(Beginning of RECORDS PROVIDED)

PR #2608, opened 2023-12-15
Rathole

TunayAdaKaracan:
# Description

It is server side rathole egg for rathole software. 

I don't have much experience in creating an egg and overall linux. So i copied a lot from rust generic egg.
Note: It didn't work with debian yolk so i just instead used rust one which works fine.

  * If not, why?:

## New egg Submissions

### DIFF
--- a/software/rathole/README.md
+++ b/software/rathole/README.md
@@ -1,0 +1,7 @@
+# Rathole
+A secure, stable and high-performance reverse proxy for NAT traversal, written in Rust
+
+rathole, like frp and ngrok, can help to expose the service on the device behind the NAT to the Internet, via a server with a public IP.
+
+## This egg only includes server side of rathole
+Please refer to https://github.com/rapiz1/rathole for more information about rathole
--- a/software/rathole/egg-rathole.json
+++ b/software/rathole/egg-rathole.json
@@ -1,0 +1,31 @@
+{
+    "_comment": "DO NOT EDIT: FILE GENERATED AUTOMATICALLY BY PTERODACTYL PANEL - PTERODACTYL.IO",
+    "meta": {
+        "version": "PTDL_v2",
+        "update_url": null
+    },
+    "exported_at": "2023-12-15T15:44:13+03:00",
+    "name": "Rathole",
+    "author": "tunayada@gmail.com",
+    "description": "A rathole server egg designed to work with pterodactyl.",
+    "features": null,
+    "docker_images": {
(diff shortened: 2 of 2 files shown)


parkervcp:
I don't see why this would be needed for pterodactyl

TunayAdaKaracan:
I did for my self usage mainly as i have a raspberry pi. But wanted to share it. Rather it would be more useful if you are self hosting pterodactyl and not a daily user

QuintenQVD0:
This is a reverse proxy application, as web hosting is not supported and for other application will not work that well in docker containers, I am closing this

parkervcp:
They explained themselves and this can proxy more than just web services.

QuintenQVD0:
if you see it from that point then I guess this can stay open indeed

TunayAdaKaracan:
I would like to say, rathole is more of a tunneling software that can be alternative to ngrok and playit.gg. Even tho they start as free it is cheaper to afford a small ptero server if you are planning to tunnel more than one port. (Resource usage is really low with rathole). This could be useful for those who have single board computers or for those who don't have a static ip to port forward. It really depends on what you need to view this as useful or not. In my case, since i have a rasp pi i find it useful for tunnelling my socket applications, ssh and othee things.

TunayAdaKaracan:
One side note, unlike ngrok and playit. Your ip doesn't change with rathole. Imagine your wifi goes offline for sometime and you will have to login from home network to see what is your connection ip now. Doesn't sound fun, right?

QuintenQVD0:
> One side note, unlike ngrok and playit. Your ip doesn't change with rathole. Imagine your wifi goes offline for sometime and you will have to login from home network to see what is your connection ip now. Doesn't sound fun, right?

I have a pi myself, I just setup my pi to have a static reserved local ip and that is forwarded to the public ip what is also static

parkervcp:
> > One side note, unlike ngrok and playit. Your ip doesn't change with rathole. Imagine your wifi goes offline for sometime and you will have to login from home network to see what is your connection ip now. Doesn't sound fun, right?
> 
> I have a pi myself, I just setup my pi to have a static reserved local ip and that is forwarded to the public ip what is also static

This is calling out the external ip not being static, not the internal ip for the pi

TunayAdaKaracan:
Also, if you don't have a static ip, most likely you are in a CGNAT where you can't port forward

parkervcp:
> Also, if you don't have a static ip, most likely you are in a CGNAT where you can't port forward

This is not always true. I know Verizon in the US doesn't use CGNAT and you can use ddns to point at the address.

parkervcp (approved):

(End of RECORDS PROVIDED)

**ABOUT THIS TASK:** Which lines above contain "local"? Show each of them.

**OUTPUT OF THE TASK:**
I have a pi myself, I just setup my pi to have a static reserved local ip and that is forwarded to the public ip what is also static
> I have a pi myself, I just setup my pi to have a static reserved local ip and that is forwarded to the public ip what is also static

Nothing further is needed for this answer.